Roche is banking on a possible billion-dollar expansion for Polivy in newly diagnosed lymphoma. But the company’s plan to disrupt 20 years of standard treatment is taking longer than expected.

More than eight months after trumpeting a much-coveted clinical win, Roche has yet to file Polivy with the FDA in a combination for previously untreated diffuse large B-cell lymphoma (DLBCL), Roche’s pharma chief Bill Anderson told investors on a conference call Monday.

As Anderson explained, the FDA is asking to see additional data from the ongoing Polarix phase 3 trial. The company has already filed the same indication with authorities in the EU, Japan and China.

“We’ve been in close communication with the FDA about it,” Anderson said. “They were aware of our schedule of additional readouts and just said, hey, in the first-line setting, we just like to see more [progression-free survival] data.”

The agency isn’t looking for data on whether Polivy can extend patients’ lives, the Roche exec said, noting that results on disease progression or death is the standard marker for a regulatory review in frontline DLBCL.

Roche already has 28.2 months of results showing Polivy’s combination with a Rituxan-based R-CHP regimen slashed the risk of disease progression or death by 27% over the longtime standard R-CHOP cocktail. That latter treatment has been the standard of care in the disease setting for 20 years.

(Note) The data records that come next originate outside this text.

PR #3579, opened 2023-02-16
Fix bootstrap server error on retry

Eitu33:


AurelienFT:
Fix #3572

AurelienFT (commented):
I think 300 is too magical we could put the number of block we keep in consensus. I think we only keep 10 periods (variable `force_keep_final_periods` in config.toml) so 10*32 = 320 could be great with a comment explaining this

Eitu33:
I disagree because the `force_keep_final_periods` is in the dynamic config and that would make the payload limit accessible  to the user. We do not want that.

AurelienFT (approved):
You convinced me that there is no good solution. Let's keep it like that for now and change in the future if needed

PR #3580, opened 2023-02-16
Fix get call coins.

### LINKED ISSUE #3575: Context.transferedCoins() ==> returns value 0 even if the transfer during the call carried out properly
**Context :** 

- Innonet 18.
- .env and all settings done properly
- A SC using `Context.transferedCoins()` to know how much coins have been sent during the call. The SC is deployed at : "A12mFyHgM8SA5oYzSiXM2gm6SEw2rFxosXa9Pj67ZaWFGBSWvxMx"
- A caller.ts transferring 10 coins to the SC using the call function.

**Issue :** 
The return of the `Context.transferedCoins()` function is always 0 even if the transfer has been done.

**The result :**
```bash
Wallet_Balance : 845.20375
Caller_Address : A1W85B2UJhua6P1J98nrWD9SVGAGEuseRkbaLEKMLVSiGqC1VhA || tokens sent to the SC during the call : 0
Wallet_Balance : 835.20375
```

I precise that I have checked and the balance of the smart contract is correctly incremented of 10 coins, thus the transfer of the coins during the call is effective. My issue is only to know how to get the value of how many coins have been transferred during the call?

If someone has an idea plz? :)

**the SC code :** 
```ts
import { generateEvent, Context} from "@massalabs/massa-as-sdk";

export function test(param: StaticArray<u8>): void {      
    generateEvent("Caller_Address : " + Context.caller().toByteString() + " || tokens sent to the SC during the call : " + Context.transferedCoins().toString());  
}
```

**the caller.ts code :**
```ts
import { Args, ClientFactory, WalletClient, ProviderType, IProvider, EOperationStatus, ICallData } from '@massalabs/massa-web3';

const base_account = await WalletClient.getAccountFromSecretKey('secret_key_hidden');

const addr_sc = "A1sTJ6vXFkcrpun2M5PsE899iPzRKiL1mzXtWHiXRwYWmFnzkaw";

const Client = await ClientFactory.createCustomClient(
  [
    { url: "https://inno.massa.net/test18", type: ProviderType.PUBLIC } as IProvider,
    // This IP is false but we don't need private for this script so we don't want to ask one to the user
    // but massa-web3 requires one
    { url: "https://inno.massa.net/test18", type: ProviderType.PRIVATE } as IProvider,
  ],
  true,
  base_account,
);


async function DisplayEvent(opIds: string) {

  // Wait the end of deployment
  await Client.smartContracts().awaitRequiredOperationStatus(opIds, EOperationStatus.FINAL);

  const event = await Client.smartContracts().getFilteredScOutputEvents({
    emitter_address: null,
    start: null,
    end: null,
    original_caller_address: null,
    original_operation_id: opIds,
    is_final: null,
  });

  if (event.length) {
    // This prints the deployed SC address
    event.forEach((e) => {
      console.log(e.data);
    });
  }
  else {
    console.log('Call done. No events has been generated');
  }
}

async function CallScFunction(func: string, coins_to_send: number) {
  const res = await Client.smartContracts().callSmartContract(
    {
      fee: 0,
      maxGas: 4_200_000_000,
      coins: coins_to_send,
      targetAddress: addr_sc,
      functionName: func,
      parameter: (new Args()).serialize(),
    } as ICallData,
    base_account
  );
  await DisplayEvent(res.toString());
}

// get the balance of the wallet
let info = await Client.wallet().walletInfo();
let balance_wallet = info.at(0)?.final_balance;
console.log("Wallet_Balance : " + balance_wallet);

//send 10 coins during the call of the 'test' function of the sc
await CallScFunction("test", 10 * 1000000000);

//update the wallet balance
info = await Client.wallet().walletInfo();
balance_wallet = info.at(0)?.final_balance;
console.log("Wallet_Balance : " + balance_wallet);
```

AurelienFT:
  * [x] make tests compile
  * [x] make tests pass 

Fix #3575


massa-execution-worker/src/execution.rs
```diff
@@ -582,7 +582,7 @@ impl ExecutionState {
                 },
                 ExecutionStackElement {
                     address: target_addr,
-                    coins: Default::default(),
+                    coins: coins,
```
sydhds, line 585: clippy here

massa-execution-worker/src/tests/scenarios_mandatories.rs
```diff
@@ -267,6 +268,110 @@ mod tests {
...
+            Default::default(),
+            block_storage.clone(),
+        );
+        std::thread::sleep(Duration::from_millis(100));
+        // Get the events that give us the gas usage (refer to source in ts) without fetching the first slot because it emit a event with an address.
+        let events = controller.get_filtered_sc_output_event(EventFilter {
+            start: Some(Slot::new(2, 0)),
+            ..Default::default()
+        });
+        println!("events: {:#?}", events);
```
sydhds, line 370: Should test the message content (and check for the coin amount)?

massa-execution-worker/src/tests/scenarios_mandatories.rs
```diff
@@ -344,7 +449,9 @@ mod tests {
             ..Default::default()
         });
 
-        println!("events: {:?}", events);
+        assert!(events[0]
+            .data
+            .contains("tokens sent to the SC during the call : 10000000000"));
```
sydhds, line 454: Should not be hardcoded?

sydhds (changes requested):

massa-execution-worker/src/execution.rs
AurelienFT: Done

massa-execution-worker/src/tests/scenarios_mandatories.rs
AurelienFT: Done

massa-execution-worker/src/tests/scenarios_mandatories.rs
AurelienFT: Yes nice idea. Should be done now :) Thank you !

sydhds (approved):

With that progression-free survival showing, Roche and industry watchers have predicted that Polivy could trounce an already very powerful treatment and become the new standard of care. Analysts at Jefferies previously estimated the frontline label expansion could mean $2.1 billion in peak sales for Polivy. First approved in 2019, the CD79B-targeted antibody-drug conjugate brought in 247 million Swiss francs ($258 million) of sales in 2021 in relapsed or refractory DLBCL.

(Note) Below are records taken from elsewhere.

PR #3582, opened 2023-02-16
Benph/bootstrap de async

Ben-PH:
  * [ ] make tests compile
  * [ ] make tests pass 


Ben-PH:
@gterzian I plan to take a similar approach to your network refactor in some respects. I think it would be constructive at some point to pair up on it.

No hurry, still have a decent amount of homework to do, but when you have a good moment, let me know?

Issue #3584, opened 2023-02-17
retry intermittant failures on reinstated tests


Ben-PH:
some tests were reinstated in #3507

the reinstated tests occassionally fail for reasons outside the scope of what is being tested (#3509) . This is handled in CI through our use of cargo nextest with automatic retries, but locally, you could run into some false fails.

Until I find an upstream fix (i.e. you can run cargo test -F testing, and things just work), the downstream sollution is to retry those tests manually, or use nextest run --retries 5. 

A intermittant fix should allow `cargo test` to run `nextest run --retries 5`

PR #3602, opened 2023-02-23
Fix tests pool failing

### LINKED ISSUE #3509: Intermittant failures in pool tests
**Describe the bug**
Pool tests in `massa-pool-worker` fail intermittently. It appears that the component that should be receiving the data from the mocker isn't getting the data it needs

**To Reproduce**

on testnet_20 run the following in a bash shell:

```bash
COUNTER = 0;
while cargo test test_pool -F testing --release ; do
    COUNTER=$[$COUNTER +1]
    :
done

echo $COUNTER;
```

It loops, failing with an `echo $COUNTER` output > 1 (usually

**Expected behavior**
Either a Fail where `echo $COUNTER` outputs `1`, or an infinite loop 

**Desktop (please complete the following information):**

Ubuntu, but that should only be a bash-script thing

**Additional context**
In CI this shouldn't be an issue, as our tests have up to 10 retries, and it would be incredibly rare for this to fail more than 3 or 4 times in a row.

The logic being tested seems to be correct, that is, if the code being tested is incorrect, it will always fail.

AurelienFT:
  * [x] make tests compile
  * [x] make tests pass 

The tests were failing because `add_operations` is managed in an other thread and so the tests don't wait that the ops are inserted before trying to fetch them. So sometimes it was fast enough sometimes not. With the new sleep it's always fast enough.

The `test_pool` failed after this change because it was wrong by design. Fixed it.

Fix #3509 and #3584

### DIFF
--- a/massa-pool-worker/src/tests/operation_pool_tests.rs
+++ b/massa-pool-worker/src/tests/operation_pool_tests.rs
@@ -31,6 +31,7 @@ fn test_add_operation() {
         let op_gen = OpGenerator::default().expirery(2);
         storage.store_operations(create_some_operations(10, &op_gen));
         operation_pool.add_operations(storage);
+        std::thread::sleep(Duration::from_millis(100));
         assert_eq!(operation_pool.storage.get_op_refs().len(), 10);
     });
 }
@@ -46,6 +47,7 @@ fn test_add_irrelevant_operation() {
         storage.store_operations(create_some_operations(10, &op_gen));
         operation_pool.notify_final_cs_periods(&vec![51; thread_count.into()]);
         operation_pool.add_operations(storage);
+        std::thread::sleep(Duration::from_millis(100));
         assert_eq!(operation_pool.storage.get_op_refs().len(), 0);
     });
 }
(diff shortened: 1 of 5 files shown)


Ben-PH:
LGTM. I'm gonna try something locally before I approve, but the essence of it is something like this:

```bash
for ((i = 0 ; i < 100 ; i++)); do
	cargo test --release #argument only for these tests here
done
```

AurelienFT:
I will fix the tests that are not related to this PR but as it's a test fixing PR let's make everything here.

Ben-PH:
Would it be constructive to add a comment to one of the sleeps that provides this context (not a merge-blocking suggestion)

> The tests were failing because add_operations is managed in an other thread and so the tests don't wait that the ops are inserted before trying to fetch them. So sometimes it was fast enough sometimes not. With the new sleep it's always fast enough.

AurelienFT:
It shouldn't fail anymore will check on that also

massa-pool-worker/src/tests/operation_pool_tests.rs
```diff
@@ -62,17 +64,15 @@ fn test_pool() {
             // generate (id, transactions, range of validity) by threads
             let mut thread_tx_lists = vec![Vec::new(); pool_config.thread_count as usize];
 
+            let mut storage = storage_base.clone_without_refs();
```
Ben-PH, line 67: Might be out of scope for this PR, but it might be helpful to think about "why clone_without_refs, and not just clone, in this particular context".

AurelienFT: Issue made #3605

Ben-PH (approved):
LGTM, Just apply the same comment change "Allow some time for...", and for CI to finish and merge it.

Roche is now gathering more data until the next data cut of the Polarix trial. The company plans to file the data with the FDA in the middle of 2022, Anderson said, and it’s aiming to have the approval by the end of the year.

Once approved, the Swiss pharma anticipates a “rapid uptake,” Anderson said. The regimen is quite tolerable and the 27% reduction in the risk of disease progression or recurrence is “very significant” in a curative setting, he added.

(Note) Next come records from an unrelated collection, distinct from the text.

PR #3603, opened 2023-02-23
Add version bytes for ledger persistancy

Leo-Besancon:
  * [x] make tests compile
  * [x] make tests pass 


Leo-Besancon:
Oh, two tests are failing right now:
```
massa_bootstrap tests::scenarios::test_bootstrap_server
 TRY 11 FAIL [   0.145s] massa_execution_worker tests::scenarios_mandatories::tests::test_operation_execution_status
```

massa-execution-worker/src/speculative_ledger.rs
```diff
@@ -123,7 +124,7 @@ impl SpeculativeLedger {
     ///
     /// # Returns
     /// `Some(Vec<u8>)` if the address was found, otherwise None
-    pub fn get_bytecode(&self, addr: &Address) -> Option<Vec<u8>> {
+    pub fn get_bytecode(&self, addr: &Address) -> Option<Bytecode> {
```
AurelienFT, line 127: I find a behavior a bit tricky there. We fetch the bytecode from ledger db and so it already have the version encoded inside the VecU8 and if we use his serializer it will re-add the version. It think the fact that we have, or not the version number of the bytecode should be uniform and comprehensible

AurelienFT (commented):
Checked only the bytecode side. Will check the key side after.

massa-ledger-worker/src/ledger.rs
```diff
@@ -106,9 +107,16 @@ impl LedgerController for FinalLedger {
...
     /// A copy of the found bytecode, or None if the ledger entry was not found
-    fn get_bytecode(&self, addr: &Address) -> Option<Vec<u8>> {
+    fn get_bytecode(&self, addr: &Address) -> Option<Bytecode> {
+        let bytecode_deserializer = BytecodeDeserializer::new(u64::MAX);
         self.sorted_ledger
             .get_sub_entry(addr, LedgerSubEntry::Bytecode)
+            .map(|bytes| {
+                bytecode_deserializer
+                    .deserialize::<DeserializeError>(&bytes)
+                    .expect("critical: invalid balance format")
```
AurelienFT, line 117:
```suggestion
                    .expect("critical: invalid bytecode format")
```

AurelienFT (commented):
The key side seems ok

massa-ledger-exports/src/key.rs
```diff
@@ -130,6 +133,84 @@ impl Key {
     }
 }
 
+impl Serializer<KeyType> for KeyTypeSerializer {
```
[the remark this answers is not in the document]
Leo-Besancon: Fixed by commit: https://github.com/massalabs/massa/pull/3603/commits/eb64db00ba9c8bb41fe91a72e6f08e5928a5403b

massa-execution-worker/src/speculative_ledger.rs
Leo-Besancon: Right now the bytecode version is never included when we manipulate the `Vec<u8>` (needed in e.g. the interface in the execution module), so it should not be a problem until the `Bytecode`struct is trully versioned.
		
If I understand your comment correctly, I could preemptively implement the following methods to make the interface between `Vec<u8>` without version and `Bytecode` easier?
		
```rust
impl Bytecode {
	pub fn from_raw_bytes(version: u64, bytes: Vec<u8>) -> Self {}
	pub fn into_raw_bytes_without_version(&self) -> Vec<u8> {}			
}
```

AurelienFT: It's then if there is never the version in the `Vec<u8>` but is that a behavior that we want ? For example in `raw_get_bytecode_for` we will return a bytecode without version maybe in the future we will modify the shape of the bytecode by adding an extra byte and the user will not have any version byte to implement the new layout.

If you don't find an easy and uniform way now it's not a problem. The main goal of this PR is to able to keep the ledger for the next episodes and so changing the return format of an ABI isn't a problem.

massa-ledger-worker/src/ledger.rs
```diff
@@ -106,9 +107,16 @@ impl LedgerController for FinalLedger {
     ///
     /// # Returns
     /// A copy of the found bytecode, or None if the ledger entry was not found
-    fn get_bytecode(&self, addr: &Address) -> Option<Vec<u8>> {
+    fn get_bytecode(&self, addr: &Address) -> Option<Bytecode> {
+        let bytecode_deserializer = BytecodeDeserializer::new(u64::MAX);
```
AurelienFT, line 111: We are currently using the `max_datastore_value_length` for the max size of the bytecode also (maybe add 4 for the version bytes)

massa-execution-worker/src/speculative_ledger.rs
```diff
@@ -123,7 +124,7 @@ impl SpeculativeLedger {
     ///
     /// # Returns
     /// `Some(Vec<u8>)` if the address was found, otherwise None
```
AurelienFT, line 126:
```suggestion
    /// `Some(Bytecode)` if the address was found, otherwise None
```

massa-execution-worker/src/speculative_ledger.rs
Leo-Besancon: Ah I see what you mean, we might want to pass along the version byte everywhere (even the runtime, that only handles `Vec<u8>` and not `Bytecode`.
I'll look into it tomorrow, if I can't find a good way to handle that fast enough we will merge the current code then.

massa-ledger-worker/src/ledger.rs
AurelienFT: You should use the one in self.config so that we can change it in tests etc

massa-execution-worker/src/speculative_ledger.rs
AurelienFT: 👍

massa-ledger-worker/src/ledger.rs
Leo-Besancon: ? self.config (a LedgerConfig) does not have the max_datastore_value_length field right now. Only max_key_length and max_ledger_part_size.
Should I change the LedgerConfig to have this field available?

AurelienFT: Yes we avoid using the constants directly (sorry was thinking it was already in the struct)

Leo-Besancon: Resolved by https://github.com/massalabs/massa/pull/3603/commits/80e887d469b085f41d9f4f67cb363ab6fbfc74a4

AurelienFT (approved):
Thanks a lot. Well done.

massa-ledger-exports/src/ledger_changes.rs
```diff
@@ -248,9 +249,8 @@ impl LedgerEntryUpdateDeserializer {
                 Included(Amount::MIN),
                 Included(Amount::MAX),
             )),
-            bytecode_deserializer: SetOrKeepDeserializer::new(VecU8Deserializer::new(
-                Included(u64::MIN),
-                Included(max_datastore_value_length),
+            bytecode_deserializer: SetOrKeepDeserializer::new(BytecodeDeserializer::new(
+                max_datastore_value_length + 4,
```
sydhds, line 253: No hardcoding...

sydhds (changes requested):

massa-models/src/bytecode.rs
```diff
@@ -0,0 +1,72 @@
...
+use massa_serialization::{
+    Deserializer, SerializeError, Serializer, U64VarIntDeserializer, U64VarIntSerializer,
+};
+use nom::error::{ContextError, ParseError};
+use nom::IResult;
+use serde::{Deserialize, Serialize};
+use std::ops::Bound::Included;
+
+/// Current version of the bytecode
+pub const BYTECODE_VERSION: u64 = 0;
```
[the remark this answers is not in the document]
Leo-Besancon: The current versioning macros use u64 for the version: https://github.com/massalabs/transition/blob/main/transition/src/lib.rs#L4

massa-ledger-exports/src/ledger_changes.rs
Leo-Besancon: Ok, should I add `const MAX_VERSION_BYTE_SIZE: u64 = 4` in Bytecode?
Or should I just take the max_datastore_value_length as arg and hide the magic value in the BytecodeDeserializer code?

massa-models/src/bytecode.rs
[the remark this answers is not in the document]
sydhds: Do we really need that much version? u64 seems way to much no?

massa-ledger-exports/src/ledger_changes.rs
sydhds: If I'm not mistaken you use a u64 for version and the size of it is 8 no?

Leo-Besancon: Ah indeed :)

massa-models/src/bytecode.rs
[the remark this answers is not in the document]
Leo-Besancon: We would probably be fine with u16 I think. But as its serialized as a varint it's not much of an issue IMO.

massa-ledger-exports/src/ledger_changes.rs
Leo-Besancon: As the max_datastore_value_length only covers the inner `vec<u8>` length, the magic value is not needed, we deserialize the version bytes beforehand. Fixed in https://github.com/massalabs/massa/pull/3603/commits/c5dbdd89580157213f6ff4d7ef0e53311d8e88e0

sydhds (approved):

PR #3615, opened 2023-02-27
Refactor(bootstrap_list) : improve log

modship:
remove the error log when try to load a file and every update. add warn log on init load file
add info log every time the list has updated.

  * [X] make tests compile
  * [X] make tests pass 


AurelienFT (approved):
init_list and load_list could be removed to use only one of them but I'm not sure what design is the best so I approve also like that.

Meanwhile, Roche recently got a positive opinion from EU drug reviewers for CD20xCD3 bispecific antibody mosunetuzumab in pretreated follicular lymphoma. Roche recently launched the phase 3 Sunmo study combining Polivy with the drug in second-line DLBCL and is plotting another trial of Polivy with either mosunetuzumab or another CD20xCD3 drug called glofitamab in newly diagnosed DLBCL.